- [WHAT NEEDS TO BE DONE]: All of the records are to be reproduced exactly.

#####

PR #1257, opened 2016-10-10
Update iPhone compilation docs

babaksamareh:
As we discussed before


ibell:
You did just fine!  Thanks!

#####

- [SOLUTION]:
PR #1257, opened 2016-10-10
Update iPhone compilation docs

babaksamareh:
As we discussed before


ibell:
You did just fine!  Thanks!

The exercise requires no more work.